# Task input:
- - - - - - -

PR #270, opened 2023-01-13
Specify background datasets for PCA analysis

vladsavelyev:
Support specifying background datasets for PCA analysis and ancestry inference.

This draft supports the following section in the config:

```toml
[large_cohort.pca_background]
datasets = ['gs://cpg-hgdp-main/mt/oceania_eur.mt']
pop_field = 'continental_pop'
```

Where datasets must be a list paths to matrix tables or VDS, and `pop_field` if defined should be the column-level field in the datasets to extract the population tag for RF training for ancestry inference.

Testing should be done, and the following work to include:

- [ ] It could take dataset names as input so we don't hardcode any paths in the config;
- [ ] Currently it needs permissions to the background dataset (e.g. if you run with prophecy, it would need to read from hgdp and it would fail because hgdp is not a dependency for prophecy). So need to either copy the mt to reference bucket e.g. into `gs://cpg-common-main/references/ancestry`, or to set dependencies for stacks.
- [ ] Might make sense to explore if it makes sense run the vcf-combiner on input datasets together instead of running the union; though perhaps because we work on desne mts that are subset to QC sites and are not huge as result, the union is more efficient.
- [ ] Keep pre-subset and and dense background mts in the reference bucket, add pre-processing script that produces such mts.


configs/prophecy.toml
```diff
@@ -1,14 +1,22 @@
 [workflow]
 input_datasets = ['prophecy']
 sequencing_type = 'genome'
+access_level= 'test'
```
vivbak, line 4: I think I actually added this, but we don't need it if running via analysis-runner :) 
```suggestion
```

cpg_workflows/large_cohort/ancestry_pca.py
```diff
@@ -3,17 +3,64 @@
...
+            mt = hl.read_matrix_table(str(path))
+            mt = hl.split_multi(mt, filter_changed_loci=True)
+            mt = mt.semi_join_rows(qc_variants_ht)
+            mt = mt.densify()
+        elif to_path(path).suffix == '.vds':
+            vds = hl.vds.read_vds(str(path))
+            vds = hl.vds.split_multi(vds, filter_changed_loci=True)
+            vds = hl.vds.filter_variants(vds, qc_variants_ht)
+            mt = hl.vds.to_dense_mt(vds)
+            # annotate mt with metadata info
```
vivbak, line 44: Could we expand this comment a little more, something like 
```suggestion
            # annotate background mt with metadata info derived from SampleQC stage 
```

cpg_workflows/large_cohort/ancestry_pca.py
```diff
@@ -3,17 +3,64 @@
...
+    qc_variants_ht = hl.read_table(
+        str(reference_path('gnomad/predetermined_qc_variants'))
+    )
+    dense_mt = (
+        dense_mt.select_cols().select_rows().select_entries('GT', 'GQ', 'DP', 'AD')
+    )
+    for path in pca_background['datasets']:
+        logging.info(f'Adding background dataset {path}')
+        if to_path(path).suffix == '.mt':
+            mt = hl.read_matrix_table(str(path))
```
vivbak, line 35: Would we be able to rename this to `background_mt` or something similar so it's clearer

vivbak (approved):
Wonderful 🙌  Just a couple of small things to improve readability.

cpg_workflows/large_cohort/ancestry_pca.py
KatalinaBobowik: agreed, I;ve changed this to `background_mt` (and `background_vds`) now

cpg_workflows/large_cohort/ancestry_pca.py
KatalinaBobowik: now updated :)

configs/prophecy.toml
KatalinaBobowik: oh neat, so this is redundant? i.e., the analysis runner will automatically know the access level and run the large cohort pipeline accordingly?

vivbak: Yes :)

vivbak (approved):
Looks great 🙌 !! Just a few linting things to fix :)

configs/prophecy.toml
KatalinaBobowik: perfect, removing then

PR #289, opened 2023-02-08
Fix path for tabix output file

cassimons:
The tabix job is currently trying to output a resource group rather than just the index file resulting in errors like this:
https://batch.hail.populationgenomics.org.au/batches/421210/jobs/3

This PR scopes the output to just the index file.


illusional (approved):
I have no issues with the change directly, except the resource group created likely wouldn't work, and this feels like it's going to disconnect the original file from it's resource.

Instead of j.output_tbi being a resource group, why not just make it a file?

- - - - - - -

# Problem requirements:
Could the entire listing be reproduced without any alteration?

# Solution:
PR #270, opened 2023-01-13
Specify background datasets for PCA analysis

vladsavelyev:
Support specifying background datasets for PCA analysis and ancestry inference.

This draft supports the following section in the config:

```toml
[large_cohort.pca_background]
datasets = ['gs://cpg-hgdp-main/mt/oceania_eur.mt']
pop_field = 'continental_pop'
```

Where datasets must be a list paths to matrix tables or VDS, and `pop_field` if defined should be the column-level field in the datasets to extract the population tag for RF training for ancestry inference.

Testing should be done, and the following work to include:

- [ ] It could take dataset names as input so we don't hardcode any paths in the config;
- [ ] Currently it needs permissions to the background dataset (e.g. if you run with prophecy, it would need to read from hgdp and it would fail because hgdp is not a dependency for prophecy). So need to either copy the mt to reference bucket e.g. into `gs://cpg-common-main/references/ancestry`, or to set dependencies for stacks.
- [ ] Might make sense to explore if it makes sense run the vcf-combiner on input datasets together instead of running the union; though perhaps because we work on desne mts that are subset to QC sites and are not huge as result, the union is more efficient.
- [ ] Keep pre-subset and and dense background mts in the reference bucket, add pre-processing script that produces such mts.


configs/prophecy.toml
```diff
@@ -1,14 +1,22 @@
 [workflow]
 input_datasets = ['prophecy']
 sequencing_type = 'genome'
+access_level= 'test'
```
vivbak, line 4: I think I actually added this, but we don't need it if running via analysis-runner :) 
```suggestion
```

cpg_workflows/large_cohort/ancestry_pca.py
```diff
@@ -3,17 +3,64 @@
...
+            mt = hl.read_matrix_table(str(path))
+            mt = hl.split_multi(mt, filter_changed_loci=True)
+            mt = mt.semi_join_rows(qc_variants_ht)
+            mt = mt.densify()
+        elif to_path(path).suffix == '.vds':
+            vds = hl.vds.read_vds(str(path))
+            vds = hl.vds.split_multi(vds, filter_changed_loci=True)
+            vds = hl.vds.filter_variants(vds, qc_variants_ht)
+            mt = hl.vds.to_dense_mt(vds)
+            # annotate mt with metadata info
```
vivbak, line 44: Could we expand this comment a little more, something like 
```suggestion
            # annotate background mt with metadata info derived from SampleQC stage 
```

cpg_workflows/large_cohort/ancestry_pca.py
```diff
@@ -3,17 +3,64 @@
...
+    qc_variants_ht = hl.read_table(
+        str(reference_path('gnomad/predetermined_qc_variants'))
+    )
+    dense_mt = (
+        dense_mt.select_cols().select_rows().select_entries('GT', 'GQ', 'DP', 'AD')
+    )
+    for path in pca_background['datasets']:
+        logging.info(f'Adding background dataset {path}')
+        if to_path(path).suffix == '.mt':
+            mt = hl.read_matrix_table(str(path))
```
vivbak, line 35: Would we be able to rename this to `background_mt` or something similar so it's clearer

vivbak (approved):
Wonderful 🙌  Just a couple of small things to improve readability.

cpg_workflows/large_cohort/ancestry_pca.py
KatalinaBobowik: agreed, I;ve changed this to `background_mt` (and `background_vds`) now

cpg_workflows/large_cohort/ancestry_pca.py
KatalinaBobowik: now updated :)

configs/prophecy.toml
KatalinaBobowik: oh neat, so this is redundant? i.e., the analysis runner will automatically know the access level and run the large cohort pipeline accordingly?

vivbak: Yes :)

vivbak (approved):
Looks great 🙌 !! Just a few linting things to fix :)

configs/prophecy.toml
KatalinaBobowik: perfect, removing then

PR #289, opened 2023-02-08
Fix path for tabix output file

cassimons:
The tabix job is currently trying to output a resource group rather than just the index file resulting in errors like this:
https://batch.hail.populationgenomics.org.au/batches/421210/jobs/3

This PR scopes the output to just the index file.


illusional (approved):
I have no issues with the change directly, except the resource group created likely wouldn't work, and this feels like it's going to disconnect the original file from it's resource.

Instead of j.output_tbi being a resource group, why not just make it a file?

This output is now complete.